* [Dataset entries]
[Start of section]

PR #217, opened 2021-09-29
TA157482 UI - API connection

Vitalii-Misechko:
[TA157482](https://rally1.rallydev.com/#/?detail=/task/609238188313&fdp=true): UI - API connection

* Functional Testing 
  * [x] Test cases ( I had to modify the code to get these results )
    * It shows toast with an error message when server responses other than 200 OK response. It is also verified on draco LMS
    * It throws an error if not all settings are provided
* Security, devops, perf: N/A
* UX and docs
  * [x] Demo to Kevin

[End of section]
[Start of section]

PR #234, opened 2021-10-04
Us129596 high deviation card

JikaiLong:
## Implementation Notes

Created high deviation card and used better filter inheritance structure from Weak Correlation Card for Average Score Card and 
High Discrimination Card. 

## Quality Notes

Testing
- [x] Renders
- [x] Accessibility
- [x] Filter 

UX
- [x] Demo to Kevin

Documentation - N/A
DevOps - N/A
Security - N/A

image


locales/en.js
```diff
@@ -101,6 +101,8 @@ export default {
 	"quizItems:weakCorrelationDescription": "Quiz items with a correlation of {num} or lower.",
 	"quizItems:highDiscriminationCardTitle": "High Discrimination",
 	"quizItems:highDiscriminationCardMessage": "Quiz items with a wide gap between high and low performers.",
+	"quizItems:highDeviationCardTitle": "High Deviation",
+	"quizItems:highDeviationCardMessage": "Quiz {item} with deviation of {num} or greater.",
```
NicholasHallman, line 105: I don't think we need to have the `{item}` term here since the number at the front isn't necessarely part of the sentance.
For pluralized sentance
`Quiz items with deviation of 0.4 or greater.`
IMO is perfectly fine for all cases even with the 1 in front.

[End of section]
[Start of section]

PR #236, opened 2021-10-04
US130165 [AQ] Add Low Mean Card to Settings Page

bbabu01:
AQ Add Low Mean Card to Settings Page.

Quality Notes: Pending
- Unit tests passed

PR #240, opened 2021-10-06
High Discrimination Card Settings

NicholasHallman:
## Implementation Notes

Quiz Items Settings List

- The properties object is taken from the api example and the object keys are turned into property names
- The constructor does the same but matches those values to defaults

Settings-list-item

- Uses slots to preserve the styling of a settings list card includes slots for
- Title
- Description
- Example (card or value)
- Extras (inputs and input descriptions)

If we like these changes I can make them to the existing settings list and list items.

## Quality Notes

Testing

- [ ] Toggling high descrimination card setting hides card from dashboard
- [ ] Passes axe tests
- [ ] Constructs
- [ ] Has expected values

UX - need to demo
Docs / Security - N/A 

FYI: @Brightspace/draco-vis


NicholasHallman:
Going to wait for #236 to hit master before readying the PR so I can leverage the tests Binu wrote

[End of section]

* [What needs to be done]
Restate word for word the lines of the data above, starting at the line containing "US130165 [AQ] Add" and ending at the line containing "Going to wait", both included, and nothing more.

* [Task response]
US130165 [AQ] Add Low Mean Card to Settings Page

bbabu01:
AQ Add Low Mean Card to Settings Page.

Quality Notes: Pending
- Unit tests passed

PR #240, opened 2021-10-06
High Discrimination Card Settings

NicholasHallman:
## Implementation Notes

Quiz Items Settings List

- The properties object is taken from the api example and the object keys are turned into property names
- The constructor does the same but matches those values to defaults

Settings-list-item

- Uses slots to preserve the styling of a settings list card includes slots for
- Title
- Description
- Example (card or value)
- Extras (inputs and input descriptions)

If we like these changes I can make them to the existing settings list and list items.

## Quality Notes

Testing

- [ ] Toggling high descrimination card setting hides card from dashboard
- [ ] Passes axe tests
- [ ] Constructs
- [ ] Has expected values

UX - need to demo
Docs / Security - N/A 

FYI: @Brightspace/draco-vis


NicholasHallman:
Going to wait for #236 to hit master before readying the PR so I can leverage the tests Binu wrote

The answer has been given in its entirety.